→ **Problem details**
Report, in full, each line of the material below in which the string "pages" occurs.
------ Available data ------
PR #489, opened 2018-05-08
Replace sed and wget with alternatives

ncough:
Replace use of wget with curl and sed with a simple sml script to
minimise build dependencies.


ncough:
I made the requested modification. I agree, its a little messy but I am not sure what else to change. This actually ends up being faster than the original `sed` anyway (on my machine at least), so there doesn't seem to be a performance issue.

PR #492, opened 2018-06-12
Port Magnus' fixes to ml_translatorLib

tanyongkiam:
- This fixes some bugs with translation of mutually recursive functions

Edit: failure wasn't due to mutual recursion


xrchz:
Could we have a test for these bugs in ml translator test theory?

PR #496, opened 2018-07-02
Divsem

IlmariReissumies:
This pull requests extirpates the final event component from the ffi state, and instead stops evaluation whenever FFI divergence or FFI failure is encountered.

@SOwens: I'm tagging you as reviewer because I hope you might check if the lem changes make sense :)


IlmariReissumies:
It's unlikely that this PR has any impact on bootstrap since it doesn't touch the compiler, only semantics and proofs. And `x64BootstrapProof` is basically identical to the stuff in examples/proofs, which did go through.

With that said, I'm not in a rush; I'm happy to wait for a full bootstrap to go through if that's your preference.

xrchz:
My reasoning is that `x64BootstrapProof` depends on the compiler proofs, which have been changed.

PR #501, opened 2018-07-21
fix duplicate rule name

larsrh:
Should ideally be backported to the `version2` branch.


xrchz:
I'm not so keen on backporting -- there should be a 2.1 release in the next couple of months.

PR #502, opened 2018-07-25
Prove some stronger results about GC algorithm

myreen:


myreen:
I've checked that all of the compiler proofs succeed. This PR only touches the compiler proofs, so I'm merging this PR.

xrchz:
The compiler proofs also affect the bootstrap proofs (this is why #498 is not merged)

myreen:
#498 changed the basis which affects the translator and the CF proofs, so this is clearly affecting the bootstrap.

In contrast, the additions to the GC proofs in this PR are completely internal to the proofs of `data_to_word` and do not even affect the top-level proofs of the `data_to_word` compiler. I can’t see how these could break anything later. (I also didn’t introduce any new automatic rewrites.)

xrchz:
Ok that makes sense :)

PR #503, opened 2018-07-26
Fix unverified sexp printer for wildcard patterns

IlmariReissumies:
Previously it would print Pany as "Pany", but the sexp parser expects "(Pany)"

### DIFF
--- a/unverified/sexpr-bootstrap/astToSexprLib.sml
+++ b/unverified/sexpr-bootstrap/astToSexprLib.sml
@@ -93,6 +93,7 @@ fun op_to_exp arg =
 val cons = ``CONS : 'a -> 'a list -> 'a list``;
 val comma = ``$, : 'a -> 'b -> 'a # 'b``;
 val pvar = ``ast$Pvar``;
+val pany = ``ast$Pany``;
 val locs = ``Locs``;
 val nil_l = ``[] : 'a list``;
 val app = ``ast$App``;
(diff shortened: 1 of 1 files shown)


xrchz:
Why is there an unverified sexp printer at all? Is the verified one unusable in some way?

myreen:
The unverified sexp printer is used to print the result of the bootstrap translation (for prototyping purposes). The verified in-logic version simply doesn't scale sufficiently. 

I guess one could extract a reasonably efficient SML version from the in-logic version either via the CakeML translator or even emitML. However, one would still need to make the SML version interface with the bootstrap-generated AST which lives within the logic.  

(I think we've had this discussion a few times.)

xrchz:
How about creating another executable (alongside the compiler) by in-logic compilation, which is a simple executable that prints the result of `print_sexp bootstrap_ast` to `stdout`?

myreen:
It is possible to produce the CakeML AST for such a program within HOL at the end of the compiler bootstrap translation. However, to get that executable out you'd still have to run in-logic compilation on a large program. In this program, most of the code is building the AST value that then gets printed. This value-building code is still normal code as far as the compiler is concerned, but this approach might be worth a try!

IlmariReissumies:
Besides the bootstrap, I find it generally useful during development to have a quick-and-dirty way to get from a prog to an executable that I can test. The unverified sexp printer followed by  the bootstrapped compiler seems by far the fastest way to do this.

PR #505, opened 2018-08-01
DON'T MERGE: Dummy PR to test ulimit on regression servers

michaelsproul:


xrchz:
closing this - message me if you still need it; I expect we can find a better solution.

michaelsproul:
Ulimiting to 50GB mostly worked, although it was slower and the test never completed due to the server outage. I wouldn't mind trying again with a 90GB ulimit?

PR #508, opened 2018-08-06
additional length check in pmatch

larsrh:


larsrh:
I'm surprised that this was just such a tiny change after all. Thanks @myreen for fixing the proofs.

PR #601, opened 2026-07-06
fix: remove invalid targetRef.namespace and rename endpoint to path

### LINKED ISSUE #594: Policy create forms emit invalid spec.targetRef.namespace (DNS/TLS/OIDC)
## Summary

The DNSPolicy, TLSPolicy, and OIDCPolicy create/edit forms serialize a `namespace` field inside `spec.targetRef`. That field does not exist on the Kuadrant policy `targetRef` type. It is silently pruned by the API server in the default case, hard-rejected under strict field validation, and shown to users in the live YAML preview as if it were valid.

## Affected code

- `src/components/KuadrantDNSPolicyCreatePage.tsx` (`namespace: selectedGateway.namespace` in the targetRef builder)
- `src/components/KuadrantTLSCreatePage.tsx`
- `src/components/KuadrantOIDCPolicyCreatePage.tsx`
- Plus the matching `namespace?: string` added to each file's local edit interface, and the edit-load / YAML-parse fallbacks that read `spec.targetRef.namespace`.

Introduced by d6698a4 (DNS/TLS) and aecc093 (OIDC).

## Why it is a bug

1. **CRD type.** `DNSPolicy.spec.targetRef` is a Gateway API `LocalPolicyTargetReferenceWithSectionName`: fields are `group`, `kind`, `name`, `sectionName`, with no `namespace`, and it can only refer to objects in the same namespace as the policy. TLSPolicy and OIDCPolicy use the same local reference type.
2. **Internal consistency.** The other four policy create pages (Auth, RateLimit, TokenRateLimit, Plan) emit `targetRef: { group, kind, name }` with no namespace. Only the three recently-touched pages differ.
3. **Fixtures.** No policy `targetRef` in `e2e/manifests/test-resources.yaml` declares a namespace.
4. **History.** Commit 27ef64e ("fix: revert namespace changes") already removed this field from the OIDC page during review; aecc093 later re-added it.

## Impact

- Default clusters: structural-schema pruning drops the unknown field server-side, so the create succeeds but the field never persists.
- Strict field validation (or applying the same YAML via GitOps): the create is rejected with "unknown field spec.targetRef.namespace".
- The YAML editor shows an invalid resource, including `namespace: ''` before a gateway is selected (the value is emitted unconditionally, unlike the conditionally-spread healthCheck/loadBalancing blocks).
- On edit or Form/YAML round-trip, the fallback re-injects the invalid field into policies that did not have it.

## Underlying requirement to preserve

`GatewaySelect` lists gateways cluster-wide and keys options as `namespace/name`, and the FormSelect value is `selectedGateway.namespace/selectedGateway.name`. d6698a4 added `targetRef.namespace` so the gateway selection survived a Form/YAML toggle. Any fix must keep that persistence without writing an invalid field. Because the target must be same-namespace, the gateway namespace always equals the policy namespace, so it is derivable from `metadata.namespace` and never needs to live in `targetRef`.

## Proposed fix

Recommended (option A, matches the earlier 27ef64e precedent, lowest-risk):
1. Remove `namespace` from `spec.targetRef` in the three create pages and drop `namespace?` from their edit interfaces.
2. On edit-load and YAML-parse, set `selectedGateway.namespace` from the policy namespace (`metadata.namespace` / active namespace) instead of `targetRef.namespace`, restoring toggle persistence the correct way.

Optional follow-up (option D): scope `GatewaySelect` to the policy namespace so users cannot select a cross-namespace gateway that would produce an invalid policy.

## Acceptance criteria

- Creating a DNS/TLS/OIDC policy from the form produces a `spec.targetRef` with only group/kind/name (and optional sectionName), matching the other policy forms and the e2e fixtures.
- The YAML preview never shows `targetRef.namespace` (including no `namespace: ''`).
- Gateway selection still survives toggling between Form and YAML views.

emmaaroche:
## Summary

Fixes DNS/TLS/OIDC policy forms emitting invalid CRD fields rejected by admission webhooks.

## Changes

**Removed `spec.targetRef.namespace` from DNS/TLS/OIDC policies**

The Gateway API `LocalPolicyTargetReferenceWithSectionName` type only supports `group`, `kind`, `name`, and `sectionName` fields. The `namespace` field doesn't exist and gets rejected under field validation.

The target gateway must be in the same namespace as the policy per the local reference spec, so we derive the gateway namespace from `metadata.namespace` instead.

**Renamed DNSPolicy `healthCheck.endpoint` to `healthCheck.path`**

The DNSPolicy CRD spec defines the field as `path`, not `endpoint`. Forms were emitting the wrong field name, causing webhook rejection. Verified against CRD - the field has always been `path` for health check path configuration.

image

## Testing

Created DNS/TLS/OIDC policies via form - no webhook errors, valid YAML output.

Fixes #594

## Summary by CodeRabbit

* **New Features**
  * Health check settings now use a **Path** field instead of **Endpoint**.
  * New policy forms no longer include a namespace on the selected gateway reference.

* **Bug Fixes**
  * Editing and YAML import now consistently use the resource’s namespace when loading existing policy data.
  * Health check values are now read and saved using the updated path field throughout the create/edit flow.


Anton-Fil:
👀

jasonmadigan (approved):

PR #605, opened 2026-07-07
migrate yarn scripts to makefile targets

jasonmadigan:
yarn v4 drops support for custom scripts in package.json, breaking
workflows for contributors on newer yarn versions. this wraps all
yarn scripts as make targets so the build interface works regardless
of yarn version.

colons in yarn script names (e.g. `test:e2e`) mapped to hyphens
(`test-e2e`) since colons are reserved in make. existing `oinc` and
`oinc-teardown` targets preserved. `make help` lists all targets.


R-Lawton:
🤔 why close?

PR #622, opened 2026-07-09
test: replace waitForLoadState with element wait in smoke tests

emmaaroche:
## Description

Three `@smoke` tests in `apiproduct-crud.spec.ts` were using `waitForLoadState('networkidle')` after SPA navigate (`pushState + popstate`). This is the same root cause as #621 — `networkidle` resolves when there's no network activity, but React Router rendering happens synchronously so the component may not have mounted yet. These tests were observed failing in CI under parallel execution for the same reason.

Replaced with `expect(page.locator('#display-name')).toBeVisible()` which waits for the actual form input to appear, confirming the page has fully rendered before interacting. Also updates the same pattern in `should create APIProduct via form and verify in list` (from #621) to use the modern locator-based API consistently.

Also adds `@smoke` tag to `should sync between Form and YAML views` and fixes an ambiguous locator (`text=API key approval` matched both a nav link and a form heading — narrowed to `getByRole('heading')`).

After tagging `should sync between Form and YAML views` as `@smoke` it was caught failing in CI with two distinct errors:

1. **`#display-name` not found (20s timeout)** — the local `spaNavigate` function in `apiproduct-crud.spec.ts` was a duplicate of the one in `helpers.ts` but was missing the `waitForKuadrantPlugin` call. This meant SPA navigation could fire before the Kuadrant plugin had registered its routes, so the create form never mounted.

2. **Modal backdrop blocking tags button click (retry)** — the OpenShift console tour can re-trigger on the first visit to a plugin page. `dismissConsoleTour` was only called in `beforeEach` at `/`. On retry, the form loaded but the tour modal appeared mid-test and blocked subsequent clicks.

   `should sync between Form and YAML views` is the only test that performs a second `page.goto` in the test body (to set `activeNamespace` before SPA navigation). This full page reload resets the console's "first visit" state and can re-trigger the tour. Other smoke tests only have the `beforeEach` goto to `/`, so one `dismissConsoleTour` is sufficient and SPA navigation does not re-trigger the modal.

Fixed by importing `spaNavigate` from `helpers.ts` (which includes the Kuadrant plugin wait) instead of the local duplicate, and adding `dismissConsoleTour` after navigation in the yaml-sync test.

## Changes
- Replace `waitForLoadState('networkidle')` with `expect(locator).toBeVisible()` in 4 smoke tests
- Add `@smoke` tag to `should sync between Form and YAML views`
- Fix ambiguous `text=API key approval` locator to `getByRole('heading', { name: 'API Key approval' })`
- Modernize all `page.waitForSelector` calls to locator-based API
- Replace local `spaNavigate` (missing Kuadrant plugin wait) with the exported version from `helpers.ts`
- Import `navigateToAPIProducts` from `helpers.ts` instead of keeping a local duplicate
- Add `dismissConsoleTour` after navigation in `should sync between Form and YAML views` to handle late-appearing tour modals

## Testing
1. Run `npx playwright test --config=e2e/playwright.config.ts e2e/tests/apiproduct-crud.spec.ts`
2. Verify all 12 pass

### DIFF
--- a/e2e/tests/apiproduct-crud.spec.ts
+++ b/e2e/tests/apiproduct-crud.spec.ts
@@ -241,12 +241,12 @@ test.describe('APIProduct CRUD Operations', () => {
     }
   });
 
-  test('should sync between Form and YAML views', async ({ page }) => {
+  test('should sync between Form and YAML views', { tag: '@smoke' }, async ({ page }) => {
     // Full page load first so activeNamespace is set correctly before SPA navigation
     await page.goto(`/k8s/ns/${TEST_NAMESPACE}`);
     await page.waitForLoadState('networkidle');
     await navigateToAPIProductCreate(page, TEST_NAMESPACE);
------
→ **Written reply**
2. **Internal consistency.** The other four policy create pages (Auth, RateLimit, TokenRateLimit, Plan) emit `targetRef: { group, kind, name }` with no namespace. Only the three recently-touched pages differ.
1. Remove `namespace` from `spec.targetRef` in the three create pages and drop `namespace?` from their edit interfaces.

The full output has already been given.